Structure des Protéines (Rappel)

• Structure primaire: Séquence linéaire des acides aminés.

• Structure secondaire: Repliements locaux (hélices alpha, feuillets bêta, coudes).

• Structure tertiaire: Repliement tridimensionnel unique et fonctionnel de la chaîne polypeptidique.

• Structure quaternaire: Assemblage de plusieurs sous-unités (chaînes polypeptidiques repliées).

Le Cycle de Krebs et autres Voies Métaboliques

Le cycle de Krebs (ou cycle de l'acide citrique) est une voie métabolique centrale pour la production d'énergie et la synthèse de précurseurs.

Vue d'ensemble du Métabolisme

Le métabolisme cellulaire est l'ensemble des réactions biochimiques permettant à une cellule de vivre, de se développer et de se reproduire.
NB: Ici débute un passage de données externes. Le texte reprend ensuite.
PR #176, opened 2017-09-21
Addition of Error Correction Type information

realies:
It would be great to start integrating ECC/EDAC support in unRAID, one of the first steps might be to display relevant information from the BIOS/UEFI.

Reducing the `dmidecode -t 16` calls to one is preferable, I am not aware if `Maximum Capacity` and `Error Correction Type` can be extracted with `awk` in one go without having to `explode` the row as done with `$cache`, otherwise it would be fine.

[
screen shot 2017-09-22 at 01 32 00
](url)

### DIFF
--- a/plugins/dynamix/include/SystemInformation.php
+++ b/plugins/dynamix/include/SystemInformation.php
@@ -142,8 +142,8 @@ $memory_installed = exec("dmidecode -t 17 | awk -F: '/^\tSize: [0-9]+ MB$/{t+=$2
 // Extract error correction type, if none, do not include additional information in the output
 list($memory_maximum, $ecc_support) = array_map("trim", explode("#", exec("dmidecode -t16|awk -F: '/^\tMaximum Capacity: [0-9]+ GB$/{t+=$2};/^\tError Correction Type:/{e=$2} END{print t\"#\"e}'")));
 // If maximum < installed then roundup maximum to the next power of 2 size of installed. E.g. 6 -> 8 or 12 -> 16
-if ($memory_maximum < $memory_installed) {$memory_maximum = pow(2,ceil(log($memory_installed)/log(2))); $star = "*";}
 $star = "";
+if ($memory_maximum < $memory_installed) {$memory_maximum = pow(2,ceil(log($memory_installed)/log(2))); $star = "*";}
 echo "$memory_installed GB ".($ecc_support == "None" ? "" : "$ecc_support ")."(max. installable capacity $memory_maximum GB)$star";
 ?>
 </div>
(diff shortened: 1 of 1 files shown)


eschultz:
Just a update: I'm enabling EDAC support in the linux kernel

limetech:
thx.  What about the thing chbmb wants added?  Requested via PM, I think you were included.  Any impact for us?

 

Cheers,

Tom

realies:
@eschultz, good to know. Is this expected to be available in the next RC? Looking forward to testing this on an ECC enabled X370 platform.

eschultz:
@realies We jumped up to kernel 4.13.4 and added EDAC so if the new kernel checks out (i'm sure it will) then it'll all be included in the next RC.  Kernel 4.12.x is EOL now.

bergware:
You can combine both searches in a single awk statement. Like this

`list($memory_maximum,$ecc_support) = array_map('trim',explode('#',exec("dmidecode -t16|awk -F: '/^\tMaximum Capacity: [0-9]+ GB$/{t+=$2};/^\tError Correction Type:/{e=$2} END{print t\"#\"e}'")));`

And make a single echo statement. Like this

`echo "$memory_installed GB ".($ecc_support=='None'?"":"$ecc_support ")."(max. installable capacity $memory_maximum GB)$star";`

realies:
Since the output of `dmidecode` is unlikely to change without hardware or BIOS setting changes, it might be optimal to cache `dmidecode` to a processed file within the ramfs and consult it instead.

plugins/dynamix/include/SystemInformation.php
```diff
@@ -139,11 +139,12 @@ function write($number) {
...
 // might have two or more of these.  The trick is to filter out any Flash/Bios types by matching on GB
 // Sum up all the Physical Memory Arrays to get the motherboard's total memory capacity
-$memory_maximum = exec("dmidecode -t 16 | awk -F: '/^\tMaximum Capacity: [0-9]+ GB$/{t+=$2} END{print t}'");
-$star = "";
+// Extract error correction type, if none, do not include additional information in the output
+list($memory_maximum, $ecc_support) = array_map("trim", explode("#", exec("dmidecode -t16|awk -F: '/^\tMaximum Capacity: [0-9]+ GB$/{t+=$2};/^\tError Correction Type:/{e=$2} END{print t\"#\"e}'")));
 // If maximum < installed then roundup maximum to the next power of 2 size of installed. E.g. 6 -> 8 or 12 -> 16
 if ($memory_maximum < $memory_installed) {$memory_maximum = pow(2,ceil(log($memory_installed)/log(2))); $star = "*";}
-echo "$memory_installed GB (max. installable capacity $memory_maximum GB)$star";
+$star = "";
```
ljm42: Are you sure we should clear the value of $star right after setting it?

PR #186, opened 2017-10-10
Support tooltipster CSS on bottom / left / right

Squidly271:


Squidly271:
Easiest way to test is to use CA with a very small window height to force tooltipster to left & right and also hover over CA Manual / Statistics

PR #187, opened 2017-10-11
Array status statistics panel space optimisation

realies:
Using the available screen estate is always better than leaving unused space. Pre-filling the layout with disk columns that are not in use is unnecessary. This patch expands the columns of available system disks to the full width of the panel and is a step forward towards a responsive layout that scales with screen size.

Future iterations of this panel might benefit from rendering data of individual disks per row instead of per column, exponentially growing vertically instead of horizontally.

unraid array status patch

### DIFF
--- a/plugins/dynamix/DashStats.page
+++ b/plugins/dynamix/DashStats.page
@@ -115,17 +115,17 @@ $slots = count($disks) + count($devs);
 ?>
 <?if ($slots<30):?>
 <style>
-table.share_status.fixed td:nth-child(<?=$slots+1?>)~td{visibility:hidden}
+table.share_status.fixed td:nth-child(<?=$slots+1?>)~td{display:none}
 </style>
 <?endif;?>
 <table class='share_status fixed'>
 <thead><tr>
 <?
 $row0 = array_fill(0,30,"<td>-</td>"); $i = 0;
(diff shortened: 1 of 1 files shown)


bergware:
No, it is designed to keep columns narrow and not stretch over the full width of the screen. People with high resolution monitors have very (too) wide columns when a few disks are present.

With a completely full system (30 data + 24 cache) there are two tables created. The current design allows for up to 60 devices in total (if people have unassigned devices as well).

realies:
@bergware, thoughts on the vertical rather than horizontal listing approach? This would maximise layout space usage which will scale with drives without wasting screen estate and having to insert another table.

bergware:
The purpose of the current setup is to see instantly what state each disk is in (e.g. it is very easy to recognize which disks are active and inactive).

How would vertical listing improve real estate? 8 columns stretched over a full screen width of 1920 pixels is going to give a lot of user disapprovals, and likely those with many disks in the array will complain about the scrolling.

realies:
@bergware, 8 (or up to 30) columns over a full screen is a vertical disk representation. Having a horizontal disk representation as done in the Main page scales up the space used up proportionally to the amount of disks and does not leave potential chunks of empty space as it could currently do.

PR #197, opened 2017-11-03
Fix regression error: check device with smartctl

bergware:


bergware:
Regression after last PR with monitor code updates.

Il comprend deux grandes catégories de voies:

• Catabolisme: Dégradation de molécules organiques complexes en molécules plus simples, libérant de l'énergie (exergonique).

  • Exemples: Hydrolyse du glycogène en glucose, dégradation du glucose en et .

  • Réactions d'hydrolyse (ajout d'eau).

• Anabolisme: Synthèse de molécules organiques complexes à partir de précurseurs simples, nécessitant de l'énergie (endergonique).

  • Exemple: Synthèse d'un dipeptide à partir d'acides aminés.

  • Réactions de déshydratation (élimination d'eau).

Le Cycle de Krebs (non détaillé dans le contexte fourni)

Bien que non détaillé dans le texte source fourni, le cycle de Krebs est une étape clé du catabolisme aérobie, se déroulant dans la matrice mitochondriale. Il oxyde l'acétyl-CoA (dérivé des glucides, lipides et protéines) en , produisant des équivalents réducteurs (NADH et ) qui alimenteront la chaîne respiratoire pour la synthèse d'ATP.

Conclusion

La biochimie est une discipline fondamentale pour comprendre la vie. De la danse subtile des électrons et des liaisons chimiques aux grandes voies métaboliques, chaque processus est finement régulé pour maintenir l'homéostasie cellulaire et répondre aux besoins de l'organisme. La maîtrise de ces concepts est cruciale pour le diagnostic et le traitement des maladies.